> Work item
Every line from the first in the listing below to the line containing "real actions (above)." is to be repeated exactly, and no line past it.

Record set below:

PR #5605, opened 2026-07-13
feat(miner-ui): require a same-origin session cookie on the local API

### LINKED ISSUE #4858: Add auth to the local miner-ui API
**Problem:** The local miner-ui API currently relies on undocumented, implicit loopback-only trust — there's no actual authentication, and this becomes more important once the UI can take real actions (above).

**Area:** AMS / Miner UI

**Proposal:** Add a minimal auth mechanism (e.g. a locally-generated token) to the miner-ui's API, documented clearly.

**Deliverables:**
- A working, documented auth mechanism for the local API.

**Acceptance criteria:**
- [ ] An unauthenticated request to the miner-ui API is rejected.

Scope note: this auth mechanism is for the local, loopback-only miner-ui API only. It must not touch the review gate's own authentication/bypass-resistance mechanisms or any multi-tenant security architecture, which stay maintainer-only.

JSONbored:
## Summary

- Adds `apps/gittensory-miner-ui/vite-auth.ts`: a random token generated once per dev-server process, delivered to the browser as an `HttpOnly; SameSite=Strict` cookie on every response, and required on every `/api/*` request. An unauthenticated request gets `401`.
- Registered as the **first** plugin in `vite.config.ts`, ahead of `runStateApiPlugin`/`portfolioQueueApiPlugin`/`ledgersApiPlugin` — an unauthenticated `/api/*` request is rejected before any of their middlewares run, so any future `/api/*` endpoint (e.g. a write action) is covered automatically with no per-endpoint wiring.
- No client-side fetch code changes needed: because the token rides on the browser's own cookie jar, a browser that has loaded this app's own page (`/`) already carries the cookie on every subsequent same-origin `fetch()` call.
- Documents the mechanism in the app's `README.md`.

## Why a cookie instead of a header/query token

The previous state was undocumented, implicit, and inconsistent: `vite-run-state-api.ts` had its own `isLoopbackAddress` check, but `vite-portfolio-queue-api.ts` and `vite-ledgers-api.ts` had no gate at all. Loopback-IP checking also isn't real authentication — it doesn't stop another local process, or a malicious page open in the same browser, from hitting the API.

`HttpOnly` keeps the token unreachable from any XSS in the SPA itself. `SameSite=Strict` means a cross-origin page — including a DNS-rebinding attempt, which resolves an attacker-controlled hostname to `127.0.0.1` rather than reusing this dev server's own origin — never has the cookie attached automatically by the browser. This satisfies the issue's literal acceptance criterion (an unauthenticated request is rejected) without touching the three existing read-only API files or any client fetcher.

Closes #4858

## Test plan

- [x] `npm --workspace @loopover/ui-miner run typecheck` (via `npm run ui:typecheck`, which builds `@loopover/ui-kit` first)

End of Record set.

> Answer for the task
PR #5605, opened 2026-07-13
feat(miner-ui): require a same-origin session cookie on the local API

### LINKED ISSUE #4858: Add auth to the local miner-ui API
**Problem:** The local miner-ui API currently relies on undocumented, implicit loopback-only trust — there's no actual authentication, and this becomes more important once the UI can take real actions (above).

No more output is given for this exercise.